『おじいちゃんが教えてくれた 人として大切なこと』という一冊の本が刊行される。手の付けられない乱暴な子に育った著者が、思春期の頃、おじいちゃんに教わった「人生の教訓」について書いたものである。そして実は、タイトルにある「おじいちゃん」とは、かの有名な「ガンジー」のことなのだ。12歳だった孫の人生を変えたガンジーの教えとは? 世界中の人々が「自分」と向き合うきっかけとなった本書の邦訳を記念して、その一部を特別に公開する。

ガンジーが孫にだけ教えた「幸せになる」ための絶対ルールPhoto: Adobe Stock

「みんながそうしてるから」をやめる 

 ただ他人を喜ばせるためだけに、自分の生き方を決めるのは間違っている。それを私は、バプジ(「祖父」の意味)から教わった。
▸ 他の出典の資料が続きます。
PR #335, opened 2025-05-20
Tests runtime and sys props from virtual threads

Karm:
Tests issue related to: https://github.com/oracle/graal/pull/10109/files as a part of backports testing.

### DIFF
--- a/apps/vthread_props/src/main/java/vthread_props/Main.java
+++ b/apps/vthread_props/src/main/java/vthread_props/Main.java
@@ -31,6 +31,9 @@ import java.util.concurrent.TimeUnit;
 import java.util.concurrent.atomic.AtomicReference;
 
 public class Main {
+
+    private static long TIMEOUT_MS = 100;
+
     public static void main(String[] args) {
         final String r = String.format("%s %s %s %s %s %s",
                 runTest("System Properties Access", Main::testSystemPropertiesAccess),
@@ -58,7 +61,7 @@ public class Main {
                 e.printStackTrace();
             }
         });
-        if (!vt.join(Duration.ofMillis(10))) {
+        if (!vt.join(Duration.ofMillis(TIMEOUT_MS))) {
             System.out.println("Error: Virtual thread did not join in time");
             return false;
         }
@@ -84,7 +87,7 @@ public class Main {
                 e.printStackTrace();
             }
         });
-        if (!vt.join(Duration.ofMillis(20))) {
+        if (!vt.join(Duration.ofMillis(TIMEOUT_MS))) {
             System.out.println("Error: Virtual thread did not join in time");
             return false;
         }
@@ -110,7 +113,7 @@ public class Main {
                 e.printStackTrace();
             }
         });
-        if (!vt.join(Duration.ofMillis(15))) {
+        if (!vt.join(Duration.ofMillis(TIMEOUT_MS))) {
             System.out.println("Error: Virtual thread did not join in time");
             return false;
         }
@@ -139,7 +142,7 @@ public class Main {
                     }
                 });
             }
-            if (!l.await(15, TimeUnit.MILLISECONDS)) {
+            if (!l.await(TIMEOUT_MS, TimeUnit.MILLISECONDS)) {
                 System.out.println("Error: Virtual threads did not join in time.");
                 return false;
             }
@@ -169,7 +172,7 @@ public class Main {
                 e.printStackTrace();
             }
         });
-        if (!vt.join(Duration.ofMillis(5))) {
+        if (!vt.join(Duration.ofMillis(TIMEOUT_MS))) {
             System.out.println("Error: Virtual thread did not join in time");
             return false;
         }
@@ -202,7 +205,7 @@ public class Main {
                 e.printStackTrace();
             }
         });
-        if (!vt.join(Duration.ofMillis(10))) {
+        if (!vt.join(Duration.ofMillis(TIMEOUT_MS))) {
             System.out.println("Error: Virtual thread did not join in time");
             return false;
         }
--- a/apps/vthread_props/src/main/java/vthread_props/Main.java
+++ b/apps/vthread_props/src/main/java/vthread_props/Main.java
@@ -1,0 +1,223 @@
+/*
+ * Copyright (c) 2025, Red Hat Inc. All rights reserved.
+ *
+ * See the NOTICE file(s) distributed with this work for additional
+ * information regarding copyright ownership.
+ *
+ * Licensed under the Apache License, Version 2.0 (the "License");
+ * You may not use this file except in compliance with the License.
+ * You may obtain a copy of the License at
+ *
+ *     http://www.apache.org/licenses/LICENSE-2.0
+ *
+ * Unless required by applicable law or agreed to in writing, software
+ * distributed under the License is distributed on an "AS IS" BASIS,
+ * WITHOUT WARRANTIES OR CONDITIONS OF ANY KIND, either express or implied.
+ * See the License for the specific language governing permissions and
+ * limitations under the License.
+ *
+ */
+package vthread_props;
+
+import java.time.LocalDateTime;
+import java.time.ZoneId;
+import java.time.format.DateTimeFormatter;
+import java.util.Properties;
+import java.util.concurrent.CountDownLatch;
+import java.util.concurrent.ExecutorService;
+import java.util.concurrent.Executors;
+import java.util.concurrent.TimeUnit;
+import java.util.concurrent.atomic.AtomicReference;
+
+public class Main {
+    public static void main(String[] args) {
+        final String r = String.format("%s %s %s %s %s %s",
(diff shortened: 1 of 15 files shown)


apps/vthread_props/src/main/java/vthread_props/Main.java
```diff
@@ -0,0 +1,223 @@
...
+        System.out.println("\n=== RESULT: " + r + " ===");
+    }
+
+    private static boolean testSystemPropertiesAccess() throws Exception {
+        final CountDownLatch l = new CountDownLatch(1);
+        final AtomicReference<Properties> p = new AtomicReference<>();
+        final AtomicReference<Exception> exception = new AtomicReference<>();
+        final Thread vt = Thread.ofVirtual().start(() -> {
+            try {
+                System.out.println("Virtual: " + (Thread.currentThread().isVirtual() ? "True" : "ERROR"));
```
zakkak, line 50: The `True vs ERROR` printing here is a bit strange. I assume you do it that way so that log parsing will catch the "error" is that right?

If so I would prefer an `if-statement` controlling for that case and printing the Error if `isVirtual` is `false`. That would remove any potential ambiguity about what's causing this "ERROR".

apps/vthread_props/src/main/java/vthread_props/Main.java
```diff
@@ -0,0 +1,223 @@
...
+                runTest("Multiple Time Operations", Main::testMultipleTimeOperations),
+                runTest("Virtual Thread Properties", Main::testVirtualThreadProperties),
+                runTest("Process and System Operations", Main::testProcessAndSystemOperations));
+        System.out.println("\n=== RESULT: " + r + " ===");
+    }
+
+    private static boolean testSystemPropertiesAccess() throws Exception {
+        final CountDownLatch l = new CountDownLatch(1);
+        final AtomicReference<Properties> p = new AtomicReference<>();
+        final AtomicReference<Exception> exception = new AtomicReference<>();
```
zakkak, line 47: I like the use of atomics instead of `volatile` :)

apps/vthread_props/src/main/java/vthread_props/Main.java
```diff
@@ -0,0 +1,223 @@
...
+                System.out.println("Accessed " + props.size() + " system properties");
+            } catch (Exception e) {
+                exception.set(e);
+                e.printStackTrace();
+            } finally {
+                l.countDown();
+            }
+        });
+        l.await(1, TimeUnit.MICROSECONDS);
+        vt.join();
```
zakkak, line 62: Why do you need both? Wouldn't only `vt.join()` be enough, removing the need for the countdown latch?

apps/vthread_props/src/main/java/vthread_props/Main.java
```diff
@@ -0,0 +1,223 @@
...
+                        System.out.println("Thread " + threadNum + ": " + LocalDateTime.now() + " in zone " + ZoneId.systemDefault());
+                    } catch (Exception e) {
+                        exception.set(e);
+                        e.printStackTrace();
+                    } finally {
+                        l.countDown();
+                    }
+                });
+            }
+            l.await(1, TimeUnit.MICROSECONDS);
```
zakkak, line 138: Not checking `await`'s return value and setting the timeout to 1 microseconds seems a bit "risky". I would expect the test to fail in case of a timeout.

testsuite/src/it/java/org/graalvm/tests/integration/AppReproducersTest.java
```diff
@@ -924,6 +925,113 @@ public void jdkReflections(TestInfo testInfo, Apps app) throws IOException, Inte
...
+    @IfMandrelVersion(min = "23.1.8", max = "23.1.999", inContainer = true)
+    public void vthreadsPropsContainer23_1Test(TestInfo testInfo) throws IOException, InterruptedException {
+        vthreadsProps(testInfo, Apps.VTHREADS_PROPS_BUILDER_IMAGE);
+    }
+
+    @Test
+    @IfMandrelVersion(min = "23.1.8", max = "23.1.999")
+    public void vthreadsProps23_1Test(TestInfo testInfo) throws IOException, InterruptedException {
+        vthreadsProps(testInfo, Apps.VTHREADS_PROPS);
+    }
```
zakkak, line 939: The fix is not yet backported to 23.1, I would prefer to enable this only after the fact.

apps/vthread_props/src/main/java/vthread_props/Main.java
Karm: Thanks, this is me playing with it and leaving it half-there. Fixing...

apps/vthread_props/src/main/java/vthread_props/Main.java
Karm: I was playing wit how long it takes and left it half way through. Fixing...

apps/vthread_props/src/main/java/vthread_props/Main.java
Karm: Ack.

testsuite/src/it/java/org/graalvm/tests/integration/AppReproducersTest.java
Karm: It's mentioned here: graalvm-community-jdk21u/issues/66 and I was about to do the backport. Wrote a test first.

Karm:
Ad UBI10: It keeps being flaky in CI due to issues with the registry and with microdnf instabilities. Beyond our control. I am considering disabling UBI10 until resolved. We do have *CentOS 10* though, so any glibc runtime situations should be covered by that...I assume.

Karm:
```
 > [2/4] RUN microdnf install freetype fontconfig -y:
0.065 
0.065 (microdnf:1): librhsm-WARNING **: 12:29:19.639: Found 0 entitlement certificates
0.069 
0.069 (microdnf:1): librhsm-WARNING **: 12:29:19.643: Found 0 entitlement certificates
0.100 Downloading metadata...
0.215 Downloading metadata...
0.351 Downloading metadata...
0.375 error: Parsing armored OpenPGP packet(s) failed
------
Dockerfile.ubi10:2
--------------------
   1 |     FROM registry.access.redhat.com/ubi10/ubi-minimal:10.0
   2 | >>> RUN microdnf install freetype fontconfig -y
   3 |     WORKDIR /work/
   4 |     RUN chmod "g+rwX" /work \
--------------------
ERROR: failed to solve: process "/bin/sh -c microdnf install freetype fontconfig -y" did not complete successfully: exit code: 1
```

I disabled UBI10 in [12b1031](https://github.com/Karm/mandrel-integration-tests/pull/335/commits/12b1031881ad1688001113fab10f96fdffcc5b7c) until further notice...

testsuite/src/it/java/org/graalvm/tests/integration/AppReproducersTest.java
zakkak: I know, I am just saying that I would like to have the test enabled only after doing the backport :)

I suggest commenting it out for the time being.

apps/vthread_props/src/main/java/vthread_props/Main.java
```diff
@@ -0,0 +1,232 @@
...
+                }
+                final Properties props = System.getProperties();
+                p.set(props);
+                System.out.println("Accessed " + props.size() + " system properties");
+            } catch (Exception e) {
+                exception.set(e);
+                e.printStackTrace();
+            }
+        });
+        if (!vt.join(Duration.ofMillis(10))) {
```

周りに合わせているだけでは、変化を起こすことも、世界をよりよい場所にすることもできない。

 大企業で働く人の多くは、毎晩遅くまで会社にいて仕事をしている。それが自分の役割だと思っているからだ。

 しかし、それは本当に会社への貢献になっているのだろうか? 自分自身や家族のための時間を大切にしながら、会社での役割もきちんと果たす方法もあるのではないだろうか?

 人はよく、みんながそうしているからという理由で、自分が幸せになれない道を選んでしまうことがある。そうならないように注意しなければならない。
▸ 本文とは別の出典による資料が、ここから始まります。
Issue #369, opened 2025-09-26
Adjust extra warning log lines matching for graal/master updates


jerboaa:
Graal master branch recently switched to be JDK 25-based again. Specifically Labs OpenJDK 25, where versions look like this:

```
native-image 25 2025-09-16
GraalVM Runtime Environment GraalVM CE 25-dev+37.1 (build 25+37-jvmci-b02)
Substrate VM GraalVM CE 25-dev+37.1 (build 25+37, serial gc)
```

This is neither GraalVM 25, nor GraalVM 26. It's graal/master with labs jdk 25.

Therefore, the allow-listing done in #364 no longer matches for such builds, but it should.

jerboaa:
Note that we don't know yet what the next version of graal/master will be.

PR #370, opened 2025-09-26
Allow list new warnings message on JDK 25+

jerboaa:
Previously this was done on JDK 26+, but with the recent reversion of graal/master being JDK 25-based again we don't get the allow-listed warnings matched anymore.

Instead of doing a new version parsing scheme (again!) we just match the version 25+ as it should do no harm to match this on Mandrel 25 as well.

Closes: #369


jerboaa:
The one CI failure seems unrelated.

PR #3129, opened 2026-04-01
fix: start Docker daemon after install in sandbox mode

la14-1:
## Summary
- After `brew install orbstack` on macOS, runs `open -a OrbStack` to launch the app
- After `apt-get install docker.io` on Linux, runs `sudo systemctl start docker`
- Waits up to 30s polling `docker info` for the daemon to be ready
- Clear error message with guidance if it times out

Fixes the issue where `--beta sandbox` installs OrbStack/Docker successfully but then fails with "Docker installed but not responding" because the daemon was never started.

## Test plan
- [x] Biome lint passes
- [x] Full test suite passes (1962 tests)
- [ ] Manual: `spawn claude local --beta sandbox` on macOS without Docker — should install OrbStack, launch it, wait for daemon, then proceed

### DIFF
--- a/packages/cli/package.json
+++ b/packages/cli/package.json
@@ -1,6 +1,6 @@
 {
   "name": "@openrouter/spawn",
-  "version": "0.30.0",
+  "version": "0.30.1",
   "type": "module",
   "bin": {
     "spawn": "cli.js"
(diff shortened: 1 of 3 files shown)


AhmedTMM (approved):
LGTM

 多くの人が物質的な豊かさを追い求めるのも、広告やテレビ、映画、ソーシャルメディアの影響を受けて、それが正しいと思い込んでいるからだ。

 私たちも心の奥底では、豪邸や高級車を手に入れても、本当の意味で幸せになれないことはわかっている。それでも周りの目が気になって、毅然とした態度で「私は他のものを求めている」と宣言することができないのだ。

(本記事は、『おじいちゃんが教えてくれた 人として大切なこと』(アルン・ガンジー著、桜田直美訳)の一部を抜粋・編集したものです)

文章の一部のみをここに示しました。